EXERCISE DETAILS —
Using the data below, return the stretch from the line that contains "the reasoning changed." through the line that contains "Two real-pty tests, sharing", both included, exactly as it stands and nothing beyond it.

EXCERPTED RECORDS —
· · · · · · ·

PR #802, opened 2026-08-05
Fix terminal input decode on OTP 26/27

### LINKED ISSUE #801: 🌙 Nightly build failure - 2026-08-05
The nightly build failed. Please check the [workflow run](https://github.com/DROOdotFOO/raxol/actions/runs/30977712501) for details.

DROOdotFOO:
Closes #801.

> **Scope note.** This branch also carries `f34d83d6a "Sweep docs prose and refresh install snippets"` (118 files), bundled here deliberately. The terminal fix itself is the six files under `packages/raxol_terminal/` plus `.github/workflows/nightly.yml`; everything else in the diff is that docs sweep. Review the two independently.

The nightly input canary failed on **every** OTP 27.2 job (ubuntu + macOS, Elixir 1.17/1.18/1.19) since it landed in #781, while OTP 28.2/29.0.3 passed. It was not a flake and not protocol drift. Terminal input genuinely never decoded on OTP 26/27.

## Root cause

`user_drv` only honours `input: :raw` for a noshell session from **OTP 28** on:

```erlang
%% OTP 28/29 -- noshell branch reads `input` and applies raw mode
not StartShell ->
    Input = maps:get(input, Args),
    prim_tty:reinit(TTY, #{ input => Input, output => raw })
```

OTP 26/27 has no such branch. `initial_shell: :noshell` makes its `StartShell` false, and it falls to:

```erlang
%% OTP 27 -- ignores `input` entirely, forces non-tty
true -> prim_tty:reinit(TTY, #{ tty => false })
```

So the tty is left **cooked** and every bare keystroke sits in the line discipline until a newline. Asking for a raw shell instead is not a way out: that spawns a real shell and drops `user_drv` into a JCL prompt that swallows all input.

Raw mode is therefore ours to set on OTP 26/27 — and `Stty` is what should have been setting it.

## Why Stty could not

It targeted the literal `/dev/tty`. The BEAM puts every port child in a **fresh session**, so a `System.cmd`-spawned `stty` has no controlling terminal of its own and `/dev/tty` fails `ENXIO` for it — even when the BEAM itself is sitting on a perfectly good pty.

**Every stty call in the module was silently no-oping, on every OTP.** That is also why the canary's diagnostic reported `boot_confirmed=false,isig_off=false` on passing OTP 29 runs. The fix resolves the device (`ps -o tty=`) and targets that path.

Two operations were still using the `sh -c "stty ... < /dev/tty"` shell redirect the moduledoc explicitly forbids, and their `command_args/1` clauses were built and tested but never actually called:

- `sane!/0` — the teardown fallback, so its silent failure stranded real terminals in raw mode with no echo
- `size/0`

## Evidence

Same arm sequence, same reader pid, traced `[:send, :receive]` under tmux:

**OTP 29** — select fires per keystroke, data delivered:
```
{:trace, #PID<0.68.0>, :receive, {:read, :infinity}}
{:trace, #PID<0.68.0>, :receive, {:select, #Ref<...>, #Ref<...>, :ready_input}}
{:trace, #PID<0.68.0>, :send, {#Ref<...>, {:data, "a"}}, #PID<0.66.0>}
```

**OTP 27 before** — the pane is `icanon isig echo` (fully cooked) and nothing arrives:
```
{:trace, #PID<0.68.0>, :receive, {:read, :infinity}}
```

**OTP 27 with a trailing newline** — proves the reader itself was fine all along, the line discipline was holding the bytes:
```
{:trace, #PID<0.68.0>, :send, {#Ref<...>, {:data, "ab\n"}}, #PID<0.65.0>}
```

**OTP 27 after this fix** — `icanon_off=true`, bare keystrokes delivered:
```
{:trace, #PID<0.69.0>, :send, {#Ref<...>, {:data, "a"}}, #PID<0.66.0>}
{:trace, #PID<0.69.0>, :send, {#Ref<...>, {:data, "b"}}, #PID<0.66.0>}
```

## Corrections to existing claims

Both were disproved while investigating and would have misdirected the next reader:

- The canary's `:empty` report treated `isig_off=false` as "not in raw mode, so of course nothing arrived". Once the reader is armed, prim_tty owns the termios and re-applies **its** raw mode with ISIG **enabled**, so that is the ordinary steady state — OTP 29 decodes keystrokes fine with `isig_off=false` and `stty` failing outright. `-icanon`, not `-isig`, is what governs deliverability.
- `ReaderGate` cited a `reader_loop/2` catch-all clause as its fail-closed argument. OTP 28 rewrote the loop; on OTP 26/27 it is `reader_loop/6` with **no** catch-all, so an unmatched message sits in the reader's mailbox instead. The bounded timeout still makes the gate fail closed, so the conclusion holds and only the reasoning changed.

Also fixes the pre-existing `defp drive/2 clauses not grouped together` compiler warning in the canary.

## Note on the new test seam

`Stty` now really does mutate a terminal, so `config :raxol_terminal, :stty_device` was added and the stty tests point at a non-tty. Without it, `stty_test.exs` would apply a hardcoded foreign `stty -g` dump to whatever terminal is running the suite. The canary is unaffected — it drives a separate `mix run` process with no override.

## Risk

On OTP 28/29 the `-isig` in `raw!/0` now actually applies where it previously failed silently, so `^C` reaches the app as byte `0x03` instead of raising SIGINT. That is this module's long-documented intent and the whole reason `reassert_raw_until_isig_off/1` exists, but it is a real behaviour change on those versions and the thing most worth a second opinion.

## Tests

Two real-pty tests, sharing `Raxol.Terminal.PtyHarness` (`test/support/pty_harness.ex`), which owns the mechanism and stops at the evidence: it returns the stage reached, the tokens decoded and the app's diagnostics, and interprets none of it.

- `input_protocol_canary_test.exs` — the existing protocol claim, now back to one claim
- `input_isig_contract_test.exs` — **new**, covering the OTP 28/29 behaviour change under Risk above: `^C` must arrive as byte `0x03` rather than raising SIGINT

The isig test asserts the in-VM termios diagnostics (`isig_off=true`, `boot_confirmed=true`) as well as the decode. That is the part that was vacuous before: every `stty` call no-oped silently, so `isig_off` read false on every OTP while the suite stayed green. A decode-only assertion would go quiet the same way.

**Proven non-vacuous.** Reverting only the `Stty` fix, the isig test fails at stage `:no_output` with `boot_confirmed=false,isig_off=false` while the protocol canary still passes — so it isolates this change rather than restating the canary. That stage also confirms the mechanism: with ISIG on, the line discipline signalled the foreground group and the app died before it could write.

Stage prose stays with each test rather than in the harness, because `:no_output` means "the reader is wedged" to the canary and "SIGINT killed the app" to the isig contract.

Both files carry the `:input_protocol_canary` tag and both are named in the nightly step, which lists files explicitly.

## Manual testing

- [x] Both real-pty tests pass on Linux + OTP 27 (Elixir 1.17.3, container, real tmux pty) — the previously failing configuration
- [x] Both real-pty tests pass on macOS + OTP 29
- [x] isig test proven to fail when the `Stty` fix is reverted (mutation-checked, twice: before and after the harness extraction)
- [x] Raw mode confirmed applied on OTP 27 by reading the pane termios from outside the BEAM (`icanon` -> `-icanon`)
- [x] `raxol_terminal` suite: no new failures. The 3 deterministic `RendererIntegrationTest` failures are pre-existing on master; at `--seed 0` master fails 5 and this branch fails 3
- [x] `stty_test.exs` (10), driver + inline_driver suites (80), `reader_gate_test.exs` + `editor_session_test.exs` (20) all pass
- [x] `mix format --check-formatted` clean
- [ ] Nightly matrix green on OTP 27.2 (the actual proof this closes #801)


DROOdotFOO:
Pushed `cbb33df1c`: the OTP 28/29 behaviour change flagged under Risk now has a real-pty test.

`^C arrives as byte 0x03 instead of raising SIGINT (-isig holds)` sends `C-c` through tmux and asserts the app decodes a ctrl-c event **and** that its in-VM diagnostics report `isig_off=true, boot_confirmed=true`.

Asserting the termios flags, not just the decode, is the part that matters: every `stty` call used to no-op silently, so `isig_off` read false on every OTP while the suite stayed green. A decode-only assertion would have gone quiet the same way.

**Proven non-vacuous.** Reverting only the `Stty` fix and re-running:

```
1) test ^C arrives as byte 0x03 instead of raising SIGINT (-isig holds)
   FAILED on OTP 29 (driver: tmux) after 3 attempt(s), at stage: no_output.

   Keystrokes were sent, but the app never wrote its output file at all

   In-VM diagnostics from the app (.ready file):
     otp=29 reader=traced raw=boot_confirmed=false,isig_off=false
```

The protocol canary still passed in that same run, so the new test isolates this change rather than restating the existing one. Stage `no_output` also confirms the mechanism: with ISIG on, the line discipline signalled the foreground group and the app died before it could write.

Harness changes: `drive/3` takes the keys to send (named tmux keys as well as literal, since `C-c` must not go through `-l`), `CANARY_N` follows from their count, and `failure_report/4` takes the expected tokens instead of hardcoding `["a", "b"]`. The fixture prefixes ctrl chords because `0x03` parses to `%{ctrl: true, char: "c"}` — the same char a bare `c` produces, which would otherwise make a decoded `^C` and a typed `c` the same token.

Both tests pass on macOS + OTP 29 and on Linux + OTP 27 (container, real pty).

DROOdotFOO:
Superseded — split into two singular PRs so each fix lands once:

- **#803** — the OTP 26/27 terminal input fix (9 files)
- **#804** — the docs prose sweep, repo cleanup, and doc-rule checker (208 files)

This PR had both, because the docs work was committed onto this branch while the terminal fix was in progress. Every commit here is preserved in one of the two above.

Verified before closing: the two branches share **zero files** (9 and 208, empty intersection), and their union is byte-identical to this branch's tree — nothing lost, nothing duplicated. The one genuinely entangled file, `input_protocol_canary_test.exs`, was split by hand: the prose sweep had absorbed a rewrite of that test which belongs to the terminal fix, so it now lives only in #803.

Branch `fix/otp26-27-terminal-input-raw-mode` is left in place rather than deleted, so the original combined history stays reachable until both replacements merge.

· · · · · · ·

RESULT FOR THIS TASK —
- `ReaderGate` cited a `reader_loop/2` catch-all clause as its fail-closed argument. OTP 28 rewrote the loop; on OTP 26/27 it is `reader_loop/6` with **no** catch-all, so an unmatched message sits in the reader's mailbox instead. The bounded timeout still makes the gate fail closed, so the conclusion holds and only the reasoning changed.

Also fixes the pre-existing `defp drive/2 clauses not grouped together` compiler warning in the canary.

## Note on the new test seam

`Stty` now really does mutate a terminal, so `config :raxol_terminal, :stty_device` was added and the stty tests point at a non-tty. Without it, `stty_test.exs` would apply a hardcoded foreign `stty -g` dump to whatever terminal is running the suite. The canary is unaffected — it drives a separate `mix run` process with no override.

## Risk

On OTP 28/29 the `-isig` in `raw!/0` now actually applies where it previously failed silently, so `^C` reaches the app as byte `0x03` instead of raising SIGINT. That is this module's long-documented intent and the whole reason `reassert_raw_until_isig_off/1` exists, but it is a real behaviour change on those versions and the thing most worth a second opinion.

## Tests

Two real-pty tests, sharing `Raxol.Terminal.PtyHarness` (`test/support/pty_harness.ex`), which owns the mechanism and stops at the evidence: it returns the stage reached, the tokens decoded and the app's diagnostics, and interprets none of it.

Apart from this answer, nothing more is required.